Я повернулся к Гамову.

— Вы назовете обвинителя и защитника?

— Я говорил об участии в суде с редакторами газет Константином Фагустой и Пименом Георгиу.

— Естественно. Пимен ревностно восхвалял нас, ему и быть вашим защитником. А Фагуста нас рьяно клял — лучшего обвинителя и не подобрать.

— Вы неправильно оцениваете их действия. Пимен Георгиу взял роль обвинителя, таково было его желание. А Фагуста согласен быть защитником.

Мне показалось, что я нащупал слабость в позиции Гамова.

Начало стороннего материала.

PR #536, opened 2020-06-20
fixed severity issue

alexkarlov:
I added a new parameter to the function which is responsible to write the result
Would be nice to pass the context, but these changes would be harder and need more refactoring

### DIFF
--- a/pkg/report/writer.go
+++ b/pkg/report/writer.go
@@ -25,7 +25,7 @@ type Result struct {
 	Vulnerabilities []types.DetectedVulnerability `json:"Vulnerabilities"`
 }
 
-func WriteResults(format string, output io.Writer, results Results, outputTemplate string, light bool) error {
+func WriteResults(format string, output io.Writer, severities []dbTypes.Severity, results Results, outputTemplate string, light bool) error {
 	if strings.HasPrefix(outputTemplate, "@") {
 		buf, err := ioutil.ReadFile(strings.TrimPrefix(outputTemplate, "@"))
 		if err != nil {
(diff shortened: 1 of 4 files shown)


pkg/report/writer.go
```diff
@@ -50,28 +50,28 @@ func WriteResults(format string, output io.Writer, results Results, outputTempla
...
+	Write(Results, []dbTypes.Severity) error
 }
 
 type TableWriter struct {
 	Output io.Writer
 	Light  bool
 }
 
-func (tw TableWriter) Write(results Results) error {
+func (tw TableWriter) Write(results Results, severities []dbTypes.Severity) error {
```
knqyf263, line 68: How about adding `severities` as the field of `TableWriter`? This is because this parameter is needed only for `TableWriter`.

```
type TableWriter struct {
	Output io.Writer
	Light  bool
	severities  []dbTypes.Severity
}
```

We probably don't need to export this field. I exported `Output` and `Light` before, but it doesn't look necessary now 😄

pkg/report/writer.go
```diff
@@ -106,8 +106,8 @@ func (tw TableWriter) write(result Result) {
 	}
 
 	var results []string
-	for _, severity := range dbTypes.SeverityNames {
-		r := fmt.Sprintf("%s: %d", severity, severityCount[severity])
+	for _, severity := range severities {
```
knqyf263, line 109: I think we have to uniq/sort `severities`. I'm worried that a user specifies `--severity HIGH,HIGH,CRITICAL` or `--severity MEDIUM,LOW,HIGH`.

knqyf263:
Close this PR in favor of #559

Issue #537, opened 2020-06-22
Output error messages to stderr


knqyf263:
Trivy outputs error messages to stdin for now.

qwerty1q2w:
+1

PR #538, opened 2020-06-22
fix(log): write error messages to stderr

knqyf263:
Close https://github.com/aquasecurity/trivy/issues/537


knqyf263:
@danielpacak Thank you for the confirmation!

— Фагуста, вечный ваш обвинитель, — защитником? А Георгиу, столь же вечный ваш прислужник, — обвинителем? Гамов, такое распределение ролей не гарантирует объективности ни обвинения, ни защиты.

Гамов сразу уловил, куда я клоню.

— Вы опасаетесь, что прислужник станет плохим обвинителем, а вечный критик будет неубедительным защитником? И что суд превратится в фарс? Этого не будет. И Георгиу, и Фагуста дали мне обещания точно выполнять свои обязанности.

— Дали искренние обещания быть объективными? Вы и с ними говорили задолго до победы?

— Именно так, — холодно подтвердил Гамов. — Разговор о грядущем суде произошел в тот день, когда они согласились стать редакторами газет, противостоящей одна другой.